**Supplied information:**

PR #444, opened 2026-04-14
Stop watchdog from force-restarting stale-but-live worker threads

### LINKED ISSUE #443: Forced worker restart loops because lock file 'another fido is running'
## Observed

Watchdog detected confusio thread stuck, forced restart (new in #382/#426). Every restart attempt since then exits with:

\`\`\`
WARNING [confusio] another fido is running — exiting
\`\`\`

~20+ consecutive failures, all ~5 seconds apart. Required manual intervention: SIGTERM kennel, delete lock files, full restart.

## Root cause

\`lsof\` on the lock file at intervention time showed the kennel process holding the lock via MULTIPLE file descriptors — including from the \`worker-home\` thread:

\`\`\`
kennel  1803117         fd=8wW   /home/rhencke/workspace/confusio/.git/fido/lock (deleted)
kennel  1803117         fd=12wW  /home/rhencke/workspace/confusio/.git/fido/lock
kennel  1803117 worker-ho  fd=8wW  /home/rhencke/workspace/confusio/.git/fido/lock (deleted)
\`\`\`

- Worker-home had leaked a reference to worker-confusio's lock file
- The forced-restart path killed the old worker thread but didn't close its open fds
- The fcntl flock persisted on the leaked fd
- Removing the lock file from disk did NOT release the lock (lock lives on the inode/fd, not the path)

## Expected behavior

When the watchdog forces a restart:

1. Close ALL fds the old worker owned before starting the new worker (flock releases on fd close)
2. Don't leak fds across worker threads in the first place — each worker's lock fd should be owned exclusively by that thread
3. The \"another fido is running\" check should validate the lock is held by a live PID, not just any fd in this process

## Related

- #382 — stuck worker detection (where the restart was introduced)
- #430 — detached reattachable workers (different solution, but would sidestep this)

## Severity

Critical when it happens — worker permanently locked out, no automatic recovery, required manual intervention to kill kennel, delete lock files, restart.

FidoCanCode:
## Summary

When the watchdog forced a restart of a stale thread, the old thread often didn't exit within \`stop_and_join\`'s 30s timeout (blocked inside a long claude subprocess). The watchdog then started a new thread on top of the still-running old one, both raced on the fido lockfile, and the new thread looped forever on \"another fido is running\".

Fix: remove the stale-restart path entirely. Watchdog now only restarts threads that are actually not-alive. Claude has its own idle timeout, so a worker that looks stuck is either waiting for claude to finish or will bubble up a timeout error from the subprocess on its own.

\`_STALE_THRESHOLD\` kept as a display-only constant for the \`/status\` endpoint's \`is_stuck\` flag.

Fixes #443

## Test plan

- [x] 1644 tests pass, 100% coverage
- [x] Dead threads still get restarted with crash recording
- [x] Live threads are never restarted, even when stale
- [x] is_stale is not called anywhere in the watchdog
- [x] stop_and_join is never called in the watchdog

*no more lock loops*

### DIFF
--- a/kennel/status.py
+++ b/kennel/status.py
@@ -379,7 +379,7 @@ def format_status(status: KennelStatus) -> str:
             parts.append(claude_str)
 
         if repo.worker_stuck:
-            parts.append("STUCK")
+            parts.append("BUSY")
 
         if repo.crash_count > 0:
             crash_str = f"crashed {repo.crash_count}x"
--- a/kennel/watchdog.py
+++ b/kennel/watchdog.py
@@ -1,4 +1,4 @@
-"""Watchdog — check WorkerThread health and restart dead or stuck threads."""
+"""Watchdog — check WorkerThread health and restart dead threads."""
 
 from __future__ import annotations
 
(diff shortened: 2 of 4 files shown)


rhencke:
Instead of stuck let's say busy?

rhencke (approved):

==

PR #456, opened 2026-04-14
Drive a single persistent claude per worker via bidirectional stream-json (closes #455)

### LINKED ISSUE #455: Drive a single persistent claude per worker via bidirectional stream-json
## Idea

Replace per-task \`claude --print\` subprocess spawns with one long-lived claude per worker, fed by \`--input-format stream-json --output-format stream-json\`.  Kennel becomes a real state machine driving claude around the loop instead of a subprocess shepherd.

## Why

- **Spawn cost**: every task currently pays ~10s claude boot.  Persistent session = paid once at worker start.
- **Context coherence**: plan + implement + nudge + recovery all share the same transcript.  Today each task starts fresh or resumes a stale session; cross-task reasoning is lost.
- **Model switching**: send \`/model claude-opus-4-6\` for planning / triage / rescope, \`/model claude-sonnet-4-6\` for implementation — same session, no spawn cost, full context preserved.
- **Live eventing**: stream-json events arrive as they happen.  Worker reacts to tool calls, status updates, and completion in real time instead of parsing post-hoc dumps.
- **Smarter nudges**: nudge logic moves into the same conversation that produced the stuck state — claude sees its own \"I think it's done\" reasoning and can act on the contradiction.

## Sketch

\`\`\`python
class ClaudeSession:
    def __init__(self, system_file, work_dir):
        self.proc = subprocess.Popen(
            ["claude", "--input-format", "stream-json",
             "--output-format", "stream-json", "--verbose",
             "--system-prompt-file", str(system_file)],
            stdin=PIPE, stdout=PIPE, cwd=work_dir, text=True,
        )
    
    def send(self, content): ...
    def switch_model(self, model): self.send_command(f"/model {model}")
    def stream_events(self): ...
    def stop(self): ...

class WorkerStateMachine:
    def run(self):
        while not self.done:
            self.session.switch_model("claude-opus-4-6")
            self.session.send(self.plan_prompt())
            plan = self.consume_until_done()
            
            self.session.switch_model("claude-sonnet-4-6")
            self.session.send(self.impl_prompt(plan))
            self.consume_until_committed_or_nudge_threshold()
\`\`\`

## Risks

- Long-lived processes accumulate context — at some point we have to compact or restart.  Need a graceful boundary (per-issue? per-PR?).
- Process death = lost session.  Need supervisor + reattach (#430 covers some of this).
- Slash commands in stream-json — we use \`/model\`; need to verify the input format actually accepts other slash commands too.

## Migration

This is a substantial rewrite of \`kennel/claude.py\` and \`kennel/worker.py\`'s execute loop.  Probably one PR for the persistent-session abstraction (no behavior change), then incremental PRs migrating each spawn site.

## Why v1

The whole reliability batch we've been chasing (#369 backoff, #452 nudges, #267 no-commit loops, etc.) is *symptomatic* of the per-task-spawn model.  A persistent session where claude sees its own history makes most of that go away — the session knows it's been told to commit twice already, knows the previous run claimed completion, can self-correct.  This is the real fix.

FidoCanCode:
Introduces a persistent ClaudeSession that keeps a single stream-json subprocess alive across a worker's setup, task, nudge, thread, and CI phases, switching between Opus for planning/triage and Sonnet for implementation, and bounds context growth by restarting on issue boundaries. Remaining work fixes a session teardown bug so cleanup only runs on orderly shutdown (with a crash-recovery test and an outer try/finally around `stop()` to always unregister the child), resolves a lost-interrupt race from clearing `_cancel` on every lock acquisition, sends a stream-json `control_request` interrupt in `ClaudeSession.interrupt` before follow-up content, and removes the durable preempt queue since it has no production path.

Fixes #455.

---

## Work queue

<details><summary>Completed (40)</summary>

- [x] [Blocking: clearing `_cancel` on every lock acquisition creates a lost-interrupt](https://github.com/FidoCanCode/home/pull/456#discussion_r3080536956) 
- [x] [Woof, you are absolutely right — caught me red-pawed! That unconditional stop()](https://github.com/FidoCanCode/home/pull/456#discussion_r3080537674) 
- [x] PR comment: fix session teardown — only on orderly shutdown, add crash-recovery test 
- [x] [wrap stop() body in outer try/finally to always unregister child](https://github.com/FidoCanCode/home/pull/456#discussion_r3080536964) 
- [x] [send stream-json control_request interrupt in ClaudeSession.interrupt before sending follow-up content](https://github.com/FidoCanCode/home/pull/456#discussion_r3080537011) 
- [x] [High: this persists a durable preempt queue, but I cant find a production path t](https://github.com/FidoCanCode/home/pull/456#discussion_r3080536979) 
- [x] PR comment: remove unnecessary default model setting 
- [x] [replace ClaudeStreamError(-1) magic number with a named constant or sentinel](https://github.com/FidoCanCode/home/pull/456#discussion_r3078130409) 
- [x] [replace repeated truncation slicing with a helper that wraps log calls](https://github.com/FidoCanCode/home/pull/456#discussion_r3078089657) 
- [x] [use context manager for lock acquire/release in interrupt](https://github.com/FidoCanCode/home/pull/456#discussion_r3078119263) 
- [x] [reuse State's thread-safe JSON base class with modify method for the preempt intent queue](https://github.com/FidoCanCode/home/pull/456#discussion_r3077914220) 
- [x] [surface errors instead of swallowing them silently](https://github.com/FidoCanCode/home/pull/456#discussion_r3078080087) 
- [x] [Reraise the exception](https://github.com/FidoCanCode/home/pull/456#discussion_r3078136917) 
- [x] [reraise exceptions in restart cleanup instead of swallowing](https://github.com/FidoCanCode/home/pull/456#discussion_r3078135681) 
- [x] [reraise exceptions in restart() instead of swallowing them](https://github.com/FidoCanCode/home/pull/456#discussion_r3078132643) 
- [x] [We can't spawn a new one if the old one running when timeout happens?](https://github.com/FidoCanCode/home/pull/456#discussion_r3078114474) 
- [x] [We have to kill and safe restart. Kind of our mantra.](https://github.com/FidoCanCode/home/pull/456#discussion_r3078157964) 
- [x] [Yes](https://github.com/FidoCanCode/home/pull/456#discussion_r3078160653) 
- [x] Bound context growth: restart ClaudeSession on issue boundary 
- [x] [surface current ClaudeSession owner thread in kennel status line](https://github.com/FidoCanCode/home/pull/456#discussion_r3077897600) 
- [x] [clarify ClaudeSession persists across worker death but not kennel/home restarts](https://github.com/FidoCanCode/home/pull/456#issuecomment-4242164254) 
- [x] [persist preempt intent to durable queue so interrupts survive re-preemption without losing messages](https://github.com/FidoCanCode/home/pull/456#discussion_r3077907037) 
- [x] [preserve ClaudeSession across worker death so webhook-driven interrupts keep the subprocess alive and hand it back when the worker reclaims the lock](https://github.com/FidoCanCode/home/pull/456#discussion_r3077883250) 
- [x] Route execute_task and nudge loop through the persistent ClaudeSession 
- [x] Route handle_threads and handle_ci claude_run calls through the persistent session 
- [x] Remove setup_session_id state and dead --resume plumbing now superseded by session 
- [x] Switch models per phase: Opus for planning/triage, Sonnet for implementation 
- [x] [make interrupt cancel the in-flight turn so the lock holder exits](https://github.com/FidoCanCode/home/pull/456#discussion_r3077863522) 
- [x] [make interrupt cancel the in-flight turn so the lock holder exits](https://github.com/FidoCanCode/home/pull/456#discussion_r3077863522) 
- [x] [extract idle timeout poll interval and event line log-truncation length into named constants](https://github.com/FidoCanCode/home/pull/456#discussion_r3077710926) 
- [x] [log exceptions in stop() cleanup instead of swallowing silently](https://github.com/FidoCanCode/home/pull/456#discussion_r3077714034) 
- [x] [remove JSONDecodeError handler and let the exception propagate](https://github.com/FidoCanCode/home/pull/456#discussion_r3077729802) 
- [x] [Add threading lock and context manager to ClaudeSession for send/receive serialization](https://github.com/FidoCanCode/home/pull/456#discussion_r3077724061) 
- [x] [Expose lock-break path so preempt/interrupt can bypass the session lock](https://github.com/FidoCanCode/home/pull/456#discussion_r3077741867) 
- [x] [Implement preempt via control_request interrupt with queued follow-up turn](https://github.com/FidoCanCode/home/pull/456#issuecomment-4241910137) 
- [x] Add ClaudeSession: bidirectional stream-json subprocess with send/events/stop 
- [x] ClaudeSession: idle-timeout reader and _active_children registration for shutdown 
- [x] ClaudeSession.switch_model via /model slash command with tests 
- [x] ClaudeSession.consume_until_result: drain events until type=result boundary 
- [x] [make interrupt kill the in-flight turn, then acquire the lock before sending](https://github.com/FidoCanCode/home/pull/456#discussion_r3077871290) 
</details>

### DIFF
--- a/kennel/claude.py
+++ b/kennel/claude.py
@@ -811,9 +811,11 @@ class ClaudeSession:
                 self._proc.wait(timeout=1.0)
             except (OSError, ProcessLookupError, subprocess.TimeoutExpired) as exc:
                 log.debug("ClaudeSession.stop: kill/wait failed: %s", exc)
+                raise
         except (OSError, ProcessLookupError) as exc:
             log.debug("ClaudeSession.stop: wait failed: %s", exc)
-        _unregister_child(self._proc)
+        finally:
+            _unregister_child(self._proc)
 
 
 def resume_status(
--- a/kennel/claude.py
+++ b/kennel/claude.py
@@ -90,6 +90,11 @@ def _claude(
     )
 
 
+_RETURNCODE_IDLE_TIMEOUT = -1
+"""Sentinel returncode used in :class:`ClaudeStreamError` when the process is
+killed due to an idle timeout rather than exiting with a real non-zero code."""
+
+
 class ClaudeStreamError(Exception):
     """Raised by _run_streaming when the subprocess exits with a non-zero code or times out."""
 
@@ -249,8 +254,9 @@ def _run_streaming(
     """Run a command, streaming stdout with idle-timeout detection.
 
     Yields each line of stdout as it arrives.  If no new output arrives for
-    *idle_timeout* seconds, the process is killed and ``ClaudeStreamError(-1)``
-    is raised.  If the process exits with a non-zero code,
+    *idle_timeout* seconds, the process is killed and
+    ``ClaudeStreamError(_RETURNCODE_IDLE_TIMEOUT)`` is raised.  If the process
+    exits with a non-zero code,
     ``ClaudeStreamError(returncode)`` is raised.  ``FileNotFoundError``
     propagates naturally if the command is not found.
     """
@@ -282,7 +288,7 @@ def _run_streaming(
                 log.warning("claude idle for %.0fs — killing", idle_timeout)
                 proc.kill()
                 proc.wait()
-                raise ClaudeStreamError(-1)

**Exercise:**
Reproduce, word for word and in full, only the lines above that start at the line with "PR #444, opened 2026-04-14" and run through the line with "- The forced-restart", both ends included.

**Finished task:**
PR #444, opened 2026-04-14
Stop watchdog from force-restarting stale-but-live worker threads

### LINKED ISSUE #443: Forced worker restart loops because lock file 'another fido is running'
## Observed

Watchdog detected confusio thread stuck, forced restart (new in #382/#426). Every restart attempt since then exits with:

\`\`\`
WARNING [confusio] another fido is running — exiting
\`\`\`

~20+ consecutive failures, all ~5 seconds apart. Required manual intervention: SIGTERM kennel, delete lock files, full restart.

## Root cause

\`lsof\` on the lock file at intervention time showed the kennel process holding the lock via MULTIPLE file descriptors — including from the \`worker-home\` thread:

\`\`\`
kennel  1803117         fd=8wW   /home/rhencke/workspace/confusio/.git/fido/lock (deleted)
kennel  1803117         fd=12wW  /home/rhencke/workspace/confusio/.git/fido/lock
kennel  1803117 worker-ho  fd=8wW  /home/rhencke/workspace/confusio/.git/fido/lock (deleted)
\`\`\`

- Worker-home had leaked a reference to worker-confusio's lock file
- The forced-restart path killed the old worker thread but didn't close its open fds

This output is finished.